進了家門,傭人從他手上接過包和外衣後母親便迎了上來,道:“小晨啊,你跑到哪裏去了?昨天一整夜沒回來!”
“我……我去……”他吱吱嗚嗚的不知道是不是應該把實話說出來。
“好了好了,先去書房吧,你爸爸在等你呢!”母親打斷他說。
他感到心裏一沉,大概父親已經熟知八九了吧,於是硬著頭皮上樓。
“小晨啊,你這兩天真是比我還忙啊,在公司都看不到你人影。”
紀首義的口氣聽起來並不算很糟,甚至還夾雜著笑意,但是紀晨以為父親這是在以調侃的方式諷刺自己,心裏覺得有些難過。怎料紀首義忽然爽朗的大笑起來,走到他麵前重重的拍了他肩一把,以讚賞的口吻說道:“臭小子!還學會背著老爸開工了!”
“開工?”紀晨頓感疑惑,開什麼工?
“你還裝!難不成你是怕老爸搶了你的金牌大客戶不成?”
他越來越聽不懂了,滿臉的疑問的看著父親。紀首義因為太過開心,也並未留意到他臉上的神情,隻自顧自說道:“昨天幾個經理打電話來問我你的行蹤,他們手上有好幾份重要文件要等著你處理,卻怎麼也找不到你人。我當時還大發了一場雷霆!可是後來那位奚小姐告訴我,你是到香港和J.K.瓊斯進行秘密談判去了。”
紀晨這下才算是徹底反應過來了,原來奚雲替他撒了個彌天大謊。可還沒等他稍稍鬆口氣,紀首義又大笑著說:“瓊斯是我們公司夢寐以求的合作客戶,多少董事在他身上不停下功夫,可是這個老外從來都是拒之門外,同他見過麵的高層都是屈指可數。你能和他在香港談判整整兩天,而且竟然拿到了合約!小晨啊,你果然沒有令我失望!”
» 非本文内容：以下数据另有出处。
Issue #2854, opened 2025-02-05
Documentation tab in editor dialog breaks on default value


skoeva:
## Describe the bug
When opening the editor with the default text

![Image](https://github.com/user-attachments/assets/f2c97e2f-271b-4eeb-86af-9ee2a0766515)

navigating to the documentation tab causes the app to crash.

## Are you able to fix this issue?
[Yes (I will propose a PR) / No.]
Yes

## Additional Context
~~This may be a regression from #1996~~
Not a regression, just how the logic in the component typically works

PR #2856, opened 2025-02-05
frontend: EditorDialog: Handle null YAML in docs tab

skoeva:
This change gracefully handles comments from the editor dialog in the documentation tab, preventing the app from crashing.

Fixes: #2854 

### Testing
- [X] Open a cluster in Headlamp and click the 'Create' button in the sidebar
- [X] Click on the 'Documentation' tab with the default comment
- [X] Ensure the app does not crash and that the tab displays "No documentation available."

image

### DIFF
--- a/frontend/src/components/common/Resource/EditorDialog.tsx
+++ b/frontend/src/components/common/Resource/EditorDialog.tsx
@@ -234,6 +234,7 @@ export default function EditorDialog(props: EditorDialogProps) {
       res.format = 'yaml';
       try {
         res.obj = yaml.loadAll(code) as KubeObjectInterface[];
+        res.obj = res.obj.filter(obj => !!obj);
         return res;
       } catch (e) {
         res.error = new Error((e as Error).message || t('Invalid YAML'));
--- a/frontend/src/components/common/Resource/DocsViewer.tsx
+++ b/frontend/src/components/common/Resource/DocsViewer.tsx
@@ -98,6 +98,8 @@ function DocsViewer(props: DocsViewerProps) {
     <>
       {docsLoading ? (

在聽完最後一句,紀晨的腦袋“嗡”的一聲有點天旋地轉的感覺。紀首義滔滔不絕的稱讚言辭已經被心裏的颶風瞬間刮遠,他此刻在想隻有一件事,那就是怎麼才能把這個天坑填上。
在家裏心不在焉的吃完午飯,他便馬不停蹄的趕回公司。還沒推開辦公室的門,紀晨就聽見奚雲在裏麵冷言冷語訓斥下屬的聲音。
“公司高薪聘你進來,隻是讓你來像快遞員一樣傳遞文件嗎?難道你沒有一點點的判別處理能力?”
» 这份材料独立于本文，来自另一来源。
PR #2857, opened 2025-02-05
frontend: i18n: Add loose translations

skoeva:
This change fixes the loose translations causing the i18n failure in the CI.


illume (approved):
👍 thanks!!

“我再如何判別和處理也不能代替上級進行決策啊!”對方好歹是個經理,也有點不甘示弱。
“難道上級一直不在你就應該把公司關門大吉嗎?與直接承受損失相比,果敢和冒險才是比較好的方法吧!”
紀晨在門外聽著,外行人倒可能會被她這種強勢的氣勢唬住,以為她有多能幹。事實上她的話隻是一種理論而已,現實中下屬如非特殊身份,在何時何地也不可能越級代公司進行決策的。
“還有你!董事長讓你在這棟樓的最高層辦公,而你做的卻是一樓員工的事,你不認為你應該搬個家嗎?”
奚雲的聲音不算大,比起那些扯著嗓子吼人的領導在聽覺上還算是溫柔許多,但她的言辭刻薄刁鑽,紀晨從沒有拉嚴實的卷簾縫裏看到,正被她訓的是銷售部經理,全公司上下公認的能幹人,他升上經理可全憑著自己傲人的業績。盡管銷售經理黑著臉,但好歹是跑銷售出生的,見識、經曆得多,也就能忍住沒有怎麼吭聲。
當奚雲想開口對第三位經理發起攻擊的時候,紀晨及時推開了門。她先是愣了一下,隨後眼裏暗暗流露出幾分欣喜。紀晨走上前假裝不明所以的打趣道:“怎麼了?我不在你們全都聚在一起偷懶哦!”
幾個經理黑著臉不吱聲,奚雲哼了一聲,說:“要是連我也偷懶的話,我看你家公司就真的要關門大吉了。”
紀晨笑笑,說:“奚雲,能麻煩你去幫我泡杯咖啡嗎?兩天沒喝到你的卡布奇諾還真的有點想念了呢。”
她一聽他這麼說,立刻露出盈盈笑意,高高興興的就拉門出去了。
紀晨這才呼出一口氣,他轉過身略有些尷尬的向經理們笑笑,道:“剛才我在門口都聽見了,真是苦了大家了。”
銷售部經理無奈的歎了歎氣,說:“她一個小丫頭片子,什麼都不懂,你在的時候以幹擾你工作為核心任務,你不在了,又以在我們頭上找茬當樂子!”
紀晨也是滿臉苦笑,“總之你們也知道,她是張董的侄女,把她安插到這裏鬧騰也是沒辦法之舉,好在這也不是長久的事情,大家就忍一忍,其實她也沒有什麼真正的壞心。”